#### [Data for the task]
PR #79, opened 2024-05-16
VAULT-26824 - Add hcp vault-secrets secrets read 

codergs:

This PR adds the `hcp vault-secrets secrets read` command to the `hcp` CLI. 

### How I've tested this PR:
- [x] locally ran the binary to read a HVS secret
```
>  make go/build && ./bin/hcp vault-secrets secrets read -h       
USAGE
  hcp vault-secrets secrets read NAME [Optional Flags]

DESCRIPTION
  The hcp vault-secrets secrets read command reads a static secret from the Vault
  Secrets application.

EXAMPLES
  Read secret's metadata:
  
  $ hcp vault-secrets secret read "test_secret"
  
  Read plaintext secret:
  
  $ hcp vault-secrets secret read "test_secret" --plaintext

POSITIONAL ARGUMENTS
  NAME
    The name of the secret to read.

FLAGS
  -p, --plaintext
    Display the secret's value in plaintext.

INHERITED FLAGS
  -a, --app=NAME
    The name of the Vault Secrets application. If not specified, the value from the
    active profile will be used.

GLOBAL FLAGS
  --debug, --format=FORMAT, --profile=NAME, --project=ID, --quiet
  
  For more global flag details, run $ hcp --help

> ./bin/hcp vault-secrets secrets read test_100 --app test-gs
Secret Name  Latest Version  Created At                
test_100     1               2024-05-15T15:14:36.457Z  
....

> ./bin/hcp vault-secrets secrets read temp -p --app test-gs
Secret Name:    temp
Latest Version: 13
Created At:     2024-05-17T14:47:24.104Z
Value:          temp

> make go/build && ./bin/hcp vault-secrets secrets read temp --app test-gs 
Secret Name:    temp
Latest Version: 13
Created At:     2024-05-17T14:47:24.104Z
```

- [x] Unit test
 
```
$ make go/build 
$ ./bin/hcp auth login 
$ ./bin/hcp profile init --vault-secrets
$ ./bin/hcp vault-secrets secrets read
```

### Checklist:


internal/commands/vaultsecrets/secrets/read.go
```diff
@@ -0,0 +1,145 @@
...
+				{
+					Name:          "NAME",
+					Documentation: "The name of the secret to read.",
+				},
+			},
+		},
+		Flags: cmd.Flags{
+			Local: []*cmd.Flag{
+				{
+					Name:          "plaintext",
```
dadgar, line 61: Would an alias be good here since it will be common

internal/commands/vaultsecrets/secrets/read.go
```diff
@@ -0,0 +1,145 @@
...
+		return fmt.Errorf("failed to read the secret %q: %w", opts.SecretName, err)
+	}
+	return opts.Output.Display(newDisplayer(true).Secrets(resp.Payload.Secret))
+}
+
+func runOpenAppSecret(opts *ReadOpts) error {
+	// Table format doesn't handle large secret values well. So until that is fixed,
+	// we should not allow table format for this command.
+	if opts.Output.GetFormat() == format.Table {
+		return fmt.Errorf("table format is not supported for this command")
```
dadgar, line 117: Let's not do this. If the table output isn't well formatted, the user can specify an alternative format.

internal/commands/vaultsecrets/secrets/read.go
```diff
@@ -0,0 +1,145 @@
...
+		return nil
+	}
+
+	d := newDisplayer(true).OpenAppSecrets(resp.Payload.Secret)
+	d.AddFields([]format.Field{
+		{
+			Name:        "Value",
+			ValueFormat: "{{.Version.Value}}",
+		},
+	})
```
dadgar, line 142: Hm this doesn't feel right to me. There is no way for a user to specify format.Unset. So there is no way to get to this behavior if the profile has a default output format set.

internal/commands/vaultsecrets/secrets/read.go
codergs: Trying to understand - we don't handle this well today, so why put it out there?

internal/commands/vaultsecrets/secrets/read.go
codergs: hmmn.. can format be set on profile as well? in my usual runs, it is hitting that block - so without user specifying it, we hit that in the base case. what am i missing?

codergs: Ok, there is  `"core/output_format": {"pretty", "table", "json"}`. I think we should discuss this 1-1.

internal/commands/vaultsecrets/secrets/read.go
codergs: After discussing, we think it ok to add it as for shorter creds this won't be a problem.

internal/commands/vaultsecrets/secrets/read.go
codergs: cc: @mercedesbh

internal/commands/vaultsecrets/secrets/read.go
```diff
@@ -0,0 +1,135 @@
...
+	req.LocationProjectID = opts.Profile.ProjectID
+	req.AppName = opts.AppName
+	req.SecretName = opts.SecretName
+
+	resp, err := opts.Client.OpenAppSecret(req, nil)
+	if err != nil {
+		return fmt.Errorf("failed to read the secret %q: %w", opts.SecretName, err)
+	}
+
+	d := newDisplayer(true).OpenAppSecrets(resp.Payload.Secret).SetDefaultFormat(format.Pretty)
```
dadgar, line 126: Consider having both the open and read have the same default format.

dadgar (approved):

internal/commands/vaultsecrets/secrets/read.go
```diff
@@ -123,7 +123,7 @@ func runOpenAppSecret(opts *ReadOpts) error {
 		return fmt.Errorf("failed to read the secret %q: %w", opts.SecretName, err)
 	}
 
-	d := newDisplayer(true).OpenAppSecrets(resp.Payload.Secret).SetDefaultFormat(format.Pretty)
```
dadgar: Just to clarify I was actually thinking both should use pretty.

#### [Requirement]
Write all of the data above again, exactly as given.

#### [Task result]
PR #79, opened 2024-05-16
VAULT-26824 - Add hcp vault-secrets secrets read 

codergs:

This PR adds the `hcp vault-secrets secrets read` command to the `hcp` CLI. 

### How I've tested this PR:
- [x] locally ran the binary to read a HVS secret
```
>  make go/build && ./bin/hcp vault-secrets secrets read -h       
USAGE
  hcp vault-secrets secrets read NAME [Optional Flags]

DESCRIPTION
  The hcp vault-secrets secrets read command reads a static secret from the Vault
  Secrets application.

EXAMPLES
  Read secret's metadata:
  
  $ hcp vault-secrets secret read "test_secret"
  
  Read plaintext secret:
  
  $ hcp vault-secrets secret read "test_secret" --plaintext

POSITIONAL ARGUMENTS
  NAME
    The name of the secret to read.

FLAGS
  -p, --plaintext
    Display the secret's value in plaintext.

INHERITED FLAGS
  -a, --app=NAME
    The name of the Vault Secrets application. If not specified, the value from the
    active profile will be used.

GLOBAL FLAGS
  --debug, --format=FORMAT, --profile=NAME, --project=ID, --quiet
  
  For more global flag details, run $ hcp --help

> ./bin/hcp vault-secrets secrets read test_100 --app test-gs
Secret Name  Latest Version  Created At                
test_100     1               2024-05-15T15:14:36.457Z  
....

> ./bin/hcp vault-secrets secrets read temp -p --app test-gs
Secret Name:    temp
Latest Version: 13
Created At:     2024-05-17T14:47:24.104Z
Value:          temp

> make go/build && ./bin/hcp vault-secrets secrets read temp --app test-gs 
Secret Name:    temp
Latest Version: 13
Created At:     2024-05-17T14:47:24.104Z
```

- [x] Unit test
 
```
$ make go/build 
$ ./bin/hcp auth login 
$ ./bin/hcp profile init --vault-secrets
$ ./bin/hcp vault-secrets secrets read
```

### Checklist:


internal/commands/vaultsecrets/secrets/read.go
```diff
@@ -0,0 +1,145 @@
...
+				{
+					Name:          "NAME",
+					Documentation: "The name of the secret to read.",
+				},
+			},
+		},
+		Flags: cmd.Flags{
+			Local: []*cmd.Flag{
+				{
+					Name:          "plaintext",
```
dadgar, line 61: Would an alias be good here since it will be common

internal/commands/vaultsecrets/secrets/read.go
```diff
@@ -0,0 +1,145 @@
...
+		return fmt.Errorf("failed to read the secret %q: %w", opts.SecretName, err)
+	}
+	return opts.Output.Display(newDisplayer(true).Secrets(resp.Payload.Secret))
+}
+
+func runOpenAppSecret(opts *ReadOpts) error {
+	// Table format doesn't handle large secret values well. So until that is fixed,
+	// we should not allow table format for this command.
+	if opts.Output.GetFormat() == format.Table {
+		return fmt.Errorf("table format is not supported for this command")
```
dadgar, line 117: Let's not do this. If the table output isn't well formatted, the user can specify an alternative format.

internal/commands/vaultsecrets/secrets/read.go
```diff
@@ -0,0 +1,145 @@
...
+		return nil
+	}
+
+	d := newDisplayer(true).OpenAppSecrets(resp.Payload.Secret)
+	d.AddFields([]format.Field{
+		{
+			Name:        "Value",
+			ValueFormat: "{{.Version.Value}}",
+		},
+	})
```
dadgar, line 142: Hm this doesn't feel right to me. There is no way for a user to specify format.Unset. So there is no way to get to this behavior if the profile has a default output format set.

internal/commands/vaultsecrets/secrets/read.go
codergs: Trying to understand - we don't handle this well today, so why put it out there?

internal/commands/vaultsecrets/secrets/read.go
codergs: hmmn.. can format be set on profile as well? in my usual runs, it is hitting that block - so without user specifying it, we hit that in the base case. what am i missing?

codergs: Ok, there is  `"core/output_format": {"pretty", "table", "json"}`. I think we should discuss this 1-1.

internal/commands/vaultsecrets/secrets/read.go
codergs: After discussing, we think it ok to add it as for shorter creds this won't be a problem.

internal/commands/vaultsecrets/secrets/read.go
codergs: cc: @mercedesbh

internal/commands/vaultsecrets/secrets/read.go
```diff
@@ -0,0 +1,135 @@
...
+	req.LocationProjectID = opts.Profile.ProjectID
+	req.AppName = opts.AppName
+	req.SecretName = opts.SecretName
+
+	resp, err := opts.Client.OpenAppSecret(req, nil)
+	if err != nil {
+		return fmt.Errorf("failed to read the secret %q: %w", opts.SecretName, err)
+	}
+
+	d := newDisplayer(true).OpenAppSecrets(resp.Payload.Secret).SetDefaultFormat(format.Pretty)
```
dadgar, line 126: Consider having both the open and read have the same default format.

dadgar (approved):

internal/commands/vaultsecrets/secrets/read.go
```diff
@@ -123,7 +123,7 @@ func runOpenAppSecret(opts *ReadOpts) error {
 		return fmt.Errorf("failed to read the secret %q: %w", opts.SecretName, err)
 	}
 
-	d := newDisplayer(true).OpenAppSecrets(resp.Payload.Secret).SetDefaultFormat(format.Pretty)
```
dadgar: Just to clarify I was actually thinking both should use pretty.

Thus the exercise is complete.